Initial analyses revealed substantial genetic influence (61–91%) on educational performance, with varying contributions from shared environmental (0–15%) and nonshared environmental (9–24%) influences depending on the assumed genetic relatedness of same-sex twins. School quality was positively associated with performance, but this effect was partially explained by parental SES. The core findings centered on the moderation analyses. Initially, models suggested a significant negative moderation of genetic variance by school quality (i.e., decreasing genetic variance with increasing school quality). However, this effect diminished and became non-significant when school SES and parental SES were included as moderators in the model, indicating that the initial finding was largely confounded by SES. The most robust finding was a statistically significant negative moderation of genetic variance by school SES. This effect persisted even after controlling for parental SES, suggesting that school-based processes beyond the simple reflection of parental SES also contribute to the reduction of genetic variance in higher-SES schools. This moderation effect represents a substantial reduction in genetic influence (40%). The model also revealed a weak moderation of shared environmental variance by school SES after controlling for parental SES, and a decrease in non-shared environmental variance with increasing school SES that was fully explained by parental SES. Robustness checks using different rSSG values and alternative school quality measures generally supported these key findings, though the precision of estimates varied across the different values of rSSG.

The findings challenge the notion that school quality directly reduces educational inequality. Although an initial indication suggested that genetic variance decreases in high-quality schools, this effect proved to be primarily driven by school and parental SES, not inherent school quality characteristics. The negative gene-SES interaction (i.e., decreasing genetic variance with increasing SES) supports the diathesis-stress model, indicating that more favorable environments (higher-SES families and schools) compensate for genetic risks leading to lower performance. This suggests that low-SES children face a double disadvantage, lacking compensatory mechanisms both at home and in their school environments. The study highlights the intertwined roles of family and school contexts in shaping educational outcomes.
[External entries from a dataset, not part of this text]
PR #33688, opened 2024-10-07
layout: Avoid double negation in `CellLayout::is_empty_for_empty_cells()`

### LINKED ISSUE #33678: Avoid double negation in `is_empty_for_empty_cells()`
https://github.com/servo/servo/blob/f8933a57353aeca14a6cbc60b3cb0cf98cab6c5d/components/layout_2020/table/layout.rs#L76-L82

Could avoid the double negation by using `all()` instead of `any()`: https://doc.rust-lang.org/std/iter/trait.Iterator.html#method.all

Taym95:
---

- [x] These changes fix #33678 

- [x] These changes do not require tests because there is no behavior change.

### DIFF
--- a/components/layout_2020/table/layout.rs
+++ b/components/layout_2020/table/layout.rs
@@ -78,7 +78,7 @@ impl CellLayout {
             .layout
             .fragments
             .iter()
-            .any(|fragment| !matches!(fragment, Fragment::AbsoluteOrFixedPositioned(_)))
+            .all(|fragment| matches!(fragment, Fragment::AbsoluteOrFixedPositioned(_)))
     }
 }
 
--- a/components/layout_2020/table/layout.rs
+++ b/components/layout_2020/table/layout.rs
@@ -74,7 +74,7 @@ impl CellLayout {
 
     /// Whether the cell is considered empty for the purpose of the 'empty-cells' property.
     fn is_empty_for_empty_cells(&self) -> bool {
-        !self
+        self
             .layout
             .fragments
             .iter()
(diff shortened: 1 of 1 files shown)


mrobinson (approved):

components/layout_2020/table/layout.rs
```diff
@@ -78,7 +78,7 @@ impl CellLayout {
             .layout
             .fragments
             .iter()
-            .any(|fragment| !matches!(fragment, Fragment::AbsoluteOrFixedPositioned(_)))
+            .all(|fragment| matches!(fragment, Fragment::AbsoluteOrFixedPositioned(_)))
```
Loirooriol, line 81: This is only removing one negation, you need to remove the one in `!self` too.
That is, checking that there isn't any of the fragments which is different than AbsoluteOrFixedPositioned is equivalent to checking that all of the fragments are AbsoluteOrFixedPositioned.

Loirooriol (changes requested):

Taym95:
> Bots caught the problem indeed: https://github.com/servo/servo/actions/runs/11216734706#summary-31178398934

Sorry I missed that, empty-cells-applies-to-014.xht is passing now

Loirooriol (approved):

mrobinson:
> Bots caught the problem indeed: https://github.com/servo/servo/actions/runs/11216734706#summary-31178398934

Whoops. Sorry. I should have caught this in my review.

Loirooriol:
Lint is failing: https://github.com/servo/servo/actions/runs/11217687511/job/31179784487?pr=33688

Future research should explore the interactions between these two levels to better understand their combined effects. The results also suggest that focusing solely on improving school quality may be insufficient to address educational inequality. Reducing school segregation and reforming school funding mechanisms to account for both socioeconomic and genetic factors might be more effective strategies.

This study demonstrates that school quality does not directly reduce educational inequality, either in terms of family background or genetic influences. The observed gene-environment interplay is primarily linked to SES composition effects rather than school quality differences. To effectively address educational inequality, policies should focus on reducing school segregation and reforming school funding mechanisms to compensate for both socioeconomic and genetic factors. Future research should investigate the underlying mechanisms of the gene-SES interaction, potentially focusing on specific learning difficulties rather than general academic performance.

The study's reliance on administrative data without zygosity information for same-sex twins is a limitation, as this necessitates the use of estimated genetic relatedness, which might introduce some uncertainty into the estimates. The use of an overall school quality measure might mask the effects of specific school characteristics. The sample selection, focusing on twins who attended the same primary school and had available Cito test data, could also limit the generalizability of the findings. The possibility of a ceiling effect due to censoring at the upper end of the Cito score scale should also be acknowledged, although the researchers argue that this is unlikely to significantly affect the results.